# Programación de robots industriales



## gordello (Nov 16, 2009)

Hola amigos en mi trabajo tenemos un robot nuevo y este utiliza un lenguaje de programación llamado Inform III y me gustaría conocer mejor este soft. Agradecería toda la informacion que puedan compartir. Gracias


----------



## tecnogirl (Nov 17, 2009)

Podrias dar la referencia y fabricante del robot ?. Salu2


----------



## gordello (Nov 17, 2009)

Hola tecnogirl si el robot es marca MOTOMAN NX100 es una companía de YASKAWA. Gracias


----------



## demata (Feb 20, 2010)

Pudiste conseguir info sobre el tema...?
Slds.-


----------



## Nepper (May 26, 2010)

Buenas!
Yo tambien necesito esa información, acá compraron unos manuales pero no entiendo nada... tendrán algún ejemplo de una soldadura o algo parecido?


----------



## tecnogirl (May 27, 2010)

Nepper dijo:


> ... acá compraron unos manuales pero no entiendo nada...


 
Si posteas los manuales se te puede ayudar a absolver dudas. Saludos


----------



## Nepper (May 27, 2010)

hem... no se cómo decirlo... son PDF y todo, pero se gastaron unos buenos dolares comprando los CDs, y no se si es conveniente postearlos... digo... publicarlos... acá tenemos todo legal y bueno... no quisiera problemas... me fijo si mando unos print screen o los paso parcialmente en un .doc ... digo... es nescesario? 
bueno, porque son ustedes, les posteo uno... aguanten un rato que ya volveré a postear con un PDF....


----------



## tecnogirl (May 27, 2010)

Entonces, primero debes preguntarles a ellos si dan su permiso para que dispongas de esa informacion y... no la subas toda, solo por partes (digamos un capitulo o una seccion)  pertinentes a la consulta. Saludos


----------



## Nepper (May 28, 2010)

Siguiendo tus consejos.... pude extraer una parte pertinente a mi consulta...

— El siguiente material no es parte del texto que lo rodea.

PR #13184, opened 2026-02-28
taxonomy: modification savory cakes 

moon-rabbitOFF:
I renamed "salted savory cake" in "savory cakes". I moved it under appetizers. I changed the sub-categories, which didn't make so much sense. E.g. I deleted "Savoury cake with cheese" because savory cakes rarely contain only cheese and a distinction between the one that contain cheese and the one that don't doesn't make sense. I made two separated categories "cakes with meat" and "vegetarian cakes", which is a more useful distinction.

### DIFF
--- a/taxonomies/food/categories.txt
+++ b/taxonomies/food/categories.txt
@@ -118387,7 +118387,7 @@ en: Vegetarian savory cakes, Savoury cake with vegetables
 fr: Cakes salés végétariens, Cake salé aux légumes
 
 < en:Savory cakes
-en: Savory cakes, Savoury cake with meat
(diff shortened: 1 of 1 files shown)


Freso:
My understanding is that categories follow to some extent how products are marketed, and it seems like there are indeed [cakes sold as “with cheese”](https://world.openfoodfacts.org/facets/categories/savoury-cake-with-cheese).

moon-rabbitOFF:
Only two of them have only cheese, the other are have a vegetable or a fruit plus cheese. Labelling this category as "with cheese" makes it overlap with the former "savoury cakes with vegetables"; while the new category "vegetarian savory cakes" encompass them all.

PR #13198, opened 2026-03-01
taxonomy: basque-style chicken

moon-rabbitOFF:
Created two sub-categories for basque-style chicken: with and without side dishes


stephanegigandet (approved):
Thanks

PR #13205, opened 2026-03-02
feat: Add GET /api/v3/current-user/permissions endpoint for user role

swastikCommits:
### What

Added a new API endpoint `GET /api/v3/users/me` that returns information about the currently authenticated user, whether they are `moderator` or `admin`

Clients like the OFF-Explorer use Keycloak for authentication via PKCE. While Keycloak provides basic user info, the authoritative source for user roles (moderator, admin) remains in the (`.sto` files). 
Currently, there is no OIDC-compatible API endpoint to retrieve these flags. This new endpoint allows the Explorer (and other clients) to fetch authenticated user data using a Bearer token, enabling the UI to correctly display moderator/admin badges and gate features accordingly.

Response: 
```json
{
  "status": "success",
  "result": { "id": "user_found" },
  "user": {
    "userid": "username",
    "name": "Full Name",
    "moderator": 1,
    "admin": 0
  }
}
```

- Part of https://github.com/openfoodfacts/openfoodfacts-js/issues/615 & https://github.com/openfoodfacts/openfoodfacts-explorer/issues/65


lib/ProductOpener/Routing.pm
```diff
@@ -369,6 +369,13 @@ sub api_route($request_ref) {
 		param("tagid", $components[4]);
 		$request_ref->{tagid} = $components[4];
 	}
+	elsif ($api_action eq "users") {    # api/v3/users/[sub_action]
+		# Currently only 'me' is supported: GET /api/v3/users/me
```
stephanegigandet: there is a user with the userid "me", so maybe a different endpoint would be better/api/v3/users/current-user maybe? I'm guessing we may want to use /api/v3/users/[userid] in the future.

lib/ProductOpener/APIUserRead.pm
```diff
@@ -0,0 +1,131 @@
...
+    }
+  }
+
+On error (not authenticated): HTTP 401 with error details
+
+=cut
+
+sub read_user_api ($request_ref) {
+
+	$log->debug("read_user_api - start", {request => $request_ref}) if $log->is_debug();
```
stephanegigandet: We should return an error if we don't have the expected userid (/me or /current-user )

swastikCommits:
@alexgarel @stephanegigandet can anyone of your review this PR?

stephanegigandet:
@swastikCommits I made some comments yesterday. Also could you add an integration test? There are examples in tests/integration/api_*.t

lib/ProductOpener/API.pm
```diff
@@ -507,6 +510,11 @@ my $dispatch_table = {
 		HEAD => \&external_sources_api,
 		OPTIONS => sub {return;},    # Just return CORS headers
 	},
+	# User info: GET /api/v3/users/me
```
john-gom: I don't think it should be a path under users. We probably won't ever have an API to get users in general but if we did this might clash with a real user id

swastikCommits: If that's the case then, we can change the route to `/api/v3/auth/me` ?

stephanegigandet: @john-gom well wouldn't product opener user data be available someday from /users/[userid] ? e.g. product opener specific badges or leaderboard for instance

@swastikCommits Or for admin / moderator status, maybe /api/v3/permissions would be better, we could add extra permissions later, and that endpoint would be specific to the currently logged in user

stephanegigandet:
@swastikCommits sorry my comments were in "pending" for the last few days and I didn't notice they were not sent...

lib/ProductOpener/API.pm
john-gom: I like the idea of putting it under an Auth endpoint as that would give a good clue not to cache. I personally prefer "self" to "me" although I can't say why so either is fine 😁

john-gom: Hi @stephanegigandet I wasn't ruling out a users endpoint in the future, but a "me" endpoint would potentially return more personal data than a general users API

swastikCommits: I had it updated and working locally as `/api/v3/permissions` based on Stephane's suggestion, but `api/v3/auth/self` also makes sense for caching reasons. 

Can both of you (@stephanegigandet and @john-gom) give a final call which one shall we go with so that I can push the commit along with updated test integrations?

lib/ProductOpener/APICurrentUser.pm
```diff
@@ -0,0 +1,148 @@
...
+	$log->debug("read_current_user_permissions_api - start", {request => $request_ref}) if $log->is_debug();
+
+	my $response_ref = $request_ref->{api_response};
+
+	# Validate the sub-action: only "permissions" is currently supported.
+	my $sub_action = $request_ref->{current_user_sub_action} // '';
+	if ($sub_action ne 'permissions') {
+		$log->info("read_current_user_permissions_api - invalid sub-action", {sub_action => $sub_action})
+			if $log->is_info();
+		add_error(
```
hangy, line 101: Might want to make this a 404 error until other sub actions get implemented

john-gom: I made this consistent with API.pm. I guess the reason it isn't a 404 is that its not a variable URL, like product/xxx

PR #13207, opened 2026-03-02
fix: add docker log rotation to prevent disk saturation

### LINKED ISSUE #13081: Handle logs size of docker deployments
@john-gom saw the disk of scaleway-docker-prod saturated by docker logs.

We should limit system wide the logs, augment a bit the disk size also (to support docker images and logs)

Modify role to:
- add a global log rotation / deletion for docker daemon (see https://tecadmin.net/rotate-docker-logs/)
- issue a warning when VM disk size is too small (maybe at least 100G) considering we have to store images and logs

suvammpatra:
Summary
This PR adds Docker json file log rotation to all services in docker-compose.yml.

Changes
Configured max-size: 20m
Configured max-file: 5
Applied to backend, frontend, postgres, memcached and related services

Impact
Prevents uncontrolled log growth and disk saturation in production Docker deployments.

### DIFF
--- a/docker-compose.yml
+++ b/docker-compose.yml
@@ -87,9 +87,21 @@
     - ./conf/apache2-docker/apache-mpm_prefork.conf:/etc/apache2/mods-enabled/mpm_prefork.conf
     - ./conf/apache-2.4/modperl.conf:/etc/apache2/conf-enabled/modperl.conf
 
+  logging:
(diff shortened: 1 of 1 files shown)


teolemon:
@alexgarel is it interesting ?
@suvammpatra there's a merge conflict.

If not relevant, please close.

El problema ahora es ¿a que se refiere con el diagrama de flujo? porque lo utiliza para todas las funciones... la parte que subo creo que es necesario para que alguien en el tema pueda entenderlo.... no llega ni al 5% del archivo...
Espero que puedan abrirlo, es XPS

Y gracias por la ayuda


----------



## Nepper (Jun 8, 2010)

OK gente!!
tras no responderme por un rato (na... todo bien!)
y por necesidades laborales, logré interpretar el inform y cómo se programa, el tema es que lo que se es todo teorico porque en ningún momento tube el robot para programarlo, despues les posteo el modelo de robot que tengo que programar, pero por ahora les dejo la información que es teorica (aún no práctica) para programarlo, me gustaría que se sumen a discutir ya que puedo decir verdura total...

Inicialmente, descarguen el archivito que postié arriba, el método de lectura del "diagrama de flujo" es de "un solo camino"

(NOTA del autor)
me puse a escribir la explicación pero me di cuenta que tengo que subirlo en un archivo por mayor comodidad y un tema de formato visual...
esperen pacientes que lo voy a subir más adelante...

parte de la información la saqué de una wiki estraña en ingles... ni recuerdo cual era XD


----------



## Gemma (Feb 2, 2013)

Buenas.
Necesito un poco de ayuda. 
Estoy empezando mi proyecto fin de carrera con el robot Motoman NX100, tengo que conseguir que juegue al tres en raya mediante IA, pero no me aclaro con el lenguaje. ¿Podrian fatilitarme algún tipo de informacion?
Muchas gracias.


----------